Monday, April 14, 2014

Designing for failure in the AWS cloud

Everything fails all the time: Hard disks break, computers overheat, wires get broken, the power goes out, earthquakes damage buildings, and because of all this, no single device should be considered fault-tolerant.

It is a guarantee that something in your setup will eventually fail. At large enough scale, something is always failing. 

The reasoning is simple: hardware is physical—subject to the laws of physics—and thus, it breaks all the time. This is a mantra that anyone designing software systems in the AWS cloud must always keep in mind. It is also one of the design principles on which the Amazon AWS cloud solutions are built, and it is a principle that AWS does not eliminate for its customers. 
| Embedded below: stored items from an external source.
PR #14958, opened 2021-05-13
HPCC-25833 Add more changes in ESP FS service for cloud

wangkx:
1. Add #ifndef _CONTAINERIZED for the code only used by legacy
ECLWatch.
2. When FileSpray service is loaded, call the getTpDropZones()
to retrieve dropzone information for both containerized
environment and bare metal environment.
3. Modify the code to support containerized environment.

## Type of change:

## Checklist:
  - [x] The commit is signed.
  - [ ] Scalability
  - [ ] Performance
  - [ ] Security
  - [ ] Thread-safety
  - [ ] Cloud-compatibility
  - [ ] Premature optimization

## Smoketest:

### DIFF
--- a/esp/services/ws_fs/ws_fsService.cpp
+++ b/esp/services/ws_fs/ws_fsService.cpp
@@ -611,9 +611,10 @@ bool CFileSprayEx::ParseLogicalPath(const char * pLogicalPath, StringBuffer &tit
 void setRoxieClusterPartDiskMapping(const char *clusterName, const char *defaultFolder, const char *defaultReplicateFolder,
                                bool supercopy, IDFUfileSpec *wuFSpecDest, IDFUoptions *wuOptions)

Something or someone has to deal with all these uncertainties. Ideally, cloud solutions providers such as Amazon AWS would solve problems transparently for their customers and would take care of providing a failure-proof environment, but that’s just not how it works.

As Reed Hastings said during the AWS Re:Invent 2012 Keynote in Las Vegas, “We are still in the assembly language phase of cloud computing.” Coping with failure is for the most part left in the hands of cloud computing users, and software architects must take these inevitable failures very seriously. Design for failure must be deliberate, where there is an assumption that the components in a system will in fact fail, and the best plans design backwards to address them. 

When this backwards planning is done, an important advantage is discovered: Designing a solution for reliability leads to a path that, with little additional cost and effort, solves scalability issues as well.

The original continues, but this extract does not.